Sunday, December 05, 2010

Developing A New MBA

One part of my work is exciting: Developing a new Global MBA programme. The college I am working for have been offering an MBA for a while, a general one validated by an UK university. It is a quite well structured programme, highly successful among international students. However, over last six months, I taught in the programme and was involved in managing it along with my colleagues, and this experience has given me some insights which I want to utilize now.

So, I am currently working on a change agenda, with the objective that we would want to develop a truly differentiated, global programme, in step with the post-recession world. I have set myself a period of six more months, by when we should implement a new programme design and ensure greater manageability of how the programme is delivered. While I go along this route, however, I wanted to keep a narrative of the journey, so that I can look back at this process and reflect upon. Hence, this post.

At this time, my plans are quite simple and broad. Instead of an one size fits all programme, we should create a number of specialization pathways keeping the international students in mind. Indeed, there is always the demand of the business, so the specialisms will revolve around the usual areas of HR, Marketing and Finance, but where we shall try to differentiate it is by contextualizing the syllabus to post-modern, post-recession global workplace. I am also keen to add an Entrepreneurship specialism, nothing novel though, because I would see Britain evolving into a Start-Up Nation in the coming years.

The point, however, is to develop the MBA programme in line with other humanistic disciplines, where the spirit of free inquiry will be given the highest priority, and not as a technical subject. I shall call this the artistic spirit as opposed to the Engineer's, where the key assumption is that a problem may have several, equally valid, solutions. The general complaint about MBA programmes is that these tend to offer set formulas to business problems, thus leaving an MBA graduate with quite a narrow world view.

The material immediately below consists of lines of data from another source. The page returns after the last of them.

PR #442, opened 2023-06-06
Remove use of entrypoints

s-t-e-v-e-n-k:
Since Python 3.8, the standard library has included functionality to query entry points directly using importlib.metadata. Since the API has changed for the better with Python 3.10, we need to support both ways of using it.

### DIFF
--- a/numcodecs/tests/test_entrypoints.py
+++ b/numcodecs/tests/test_entrypoints.py
@@ -7,7 +7,6 @@ import numcodecs.registry
 
 
 here = os.path.abspath(os.path.dirname(__file__))
-pytest.importorskip("entrypoints")
 
 
 @pytest.fixture()
@@ -20,7 +19,6 @@ def set_path():
     numcodecs.registry.codec_registry.pop("test")
 
 
-@pytest.mark.xfail(reason="FIXME: not working in wheels build")
 def test_entrypoint_codec(set_path):
     cls = numcodecs.registry.get_codec({"id": "test"})
     assert cls.codec_id == "test"
--- a/numcodecs/registry.py
+++ b/numcodecs/registry.py
@@ -1,7 +1,7 @@
 """The registry module provides some simple convenience functions to enable
 applications to dynamically register and look-up codec classes."""
+from importlib.metadata import entry_points
 import logging
-from contextlib import suppress
 
 logger = logging.getLogger("numcodecs")
 codec_registry = {}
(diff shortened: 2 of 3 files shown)


joshmoore:
(Triggered workflows)

joshmoore:
Makes sense to me. I've also opened (a currently failing) PR to remove entrypoint from the conda-forge package: https://github.com/conda-forge/numcodecs-feedstock/pull/95

jakirkham:
cc @martindurant

martindurant:
I don't know anything about `.select, but I trust you. We actually have tests exercising the entrypoint mechanism, right?

s-t-e-v-e-n-k:
There are tests, but they are marked as xfail.

joshmoore:
Good catch, @s-t-e-v-e-n-k. Can you un-xfail them here and we'll address whatever issues there are in the wheels build?

s-t-e-v-e-n-k:
I have rebased and removed the xfail.

joshmoore:
Re-launched workflows.

jakirkham:
Looks like the entrypoint test is failing with wheels

joshmoore:
```
      @pytest.fixture()
      def set_path():
          sys.path.append(here)
          numcodecs.registry.run_entrypoints()
          yield
          sys.path.remove(here)
          numcodecs.registry.run_entrypoints()
  >       numcodecs.registry.codec_registry.pop("test")
  E       KeyError: 'test'
```

This may be similar to the setup needed for conda-forge testing: i.e. it's not enough to just sys.path, but the test must actually be installed due to differing runtime environments.

s-t-e-v-e-n-k:
> This may be similar to the setup needed for conda-forge testing: i.e. it's not enough to just sys.path, but the test must actually be installed due to differing runtime environments.

I've been wondering about that, if we want to test this piece meal by mocking, and also doing an integration test by doing ... something like what the `sys.path` manipulation is trying to accomplish.

s-t-e-v-e-n-k:
I fell down an `importlib.metadata` vs `entrypoints` rabbit hole, but I nailed it down to the wheel not including the needed files for the tests to pass. I'm not certain why `MANIFEST.in` is not helping us here.

jakirkham:
RTD failures are due to an upstream issue ( https://github.com/readthedocs/readthedocs.org/issues/10601 ). Mentioned these instances there

jakirkham:
Looks like it may have been a GH issue. Restarted RTD and it appears to have passed. Also enabled GHA jobs to run

numcodecs/tests/test_entrypoints.py
```diff
@@ -20,7 +19,6 @@ def set_path():
     numcodecs.registry.codec_registry.pop("test")
 
 
-@pytest.mark.xfail(reason="FIXME: not working in wheels build")
```
joshmoore, line 23: Hurrah! :tada:

joshmoore (approved):
Thanks for all the hard work, @s-t-e-v-e-n-k! Merging lest other RTD issues crop up, but if there are any concerns from anyone, just let us know before the upcoming release.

It is indeed easier said than done, and considering that I have to try to build this 'open' approach to MBA studies in the college which prides itself for its excellent offerings in Professional Education (particularly Accountancy), it is a greater challenge. The professional education is all about offering the 'right answer', and this view of business education will run diametrically opposite to it.

The other, even greater, challenge is to contextualize the course to the emerging realities of modern business - new kinds of workplaces, the demise of sorts of scientific management, the new ideas of motivation, the new mediums of communication, the new marketing - all of it. Without this, in my mind, an MBA qualification is terribly out of step; but, doing this is no easy task, particularly without a dedicated team, which is committed to research and progression.

Building such a team, committed to innovation and research, has its own challenges and here we shall invariably hit one of the core limitations of for-profit education. Indeed, its big strength comes from managerialism, its ability to ensure all resources are managed efficiently and full value of it is expropriated, but this does not necessarily lead to innovation and new thinking. One can argue that there are enough private organizations in other sectors which combine managerialism and innovation, but education as a sector is highly regulated and always will be, and therefore, the incentive to innovate will always be quite limited.

I have thought about this challenge quite a bit, as my plans to create a world class offering may specifically falter at this hurdle. The only way to create creativity and innovation within this high pressure environment - as I have read Teresa Amabile and completely agreed with her - is to create a sense of mission. Now, a sense of mission is hard to create in a privately owned organization, where most performances are opaque and most arrangements are strictly private. No one actually tries to build a cathedral if it is under 'scientific management', because that case responsibility for thinking can be delegated upwards. The first thing to sort this out is to create an open environment and give the responsibility to create back to the front-line person, in this case, to the tutors and administrators who are dealing with the students.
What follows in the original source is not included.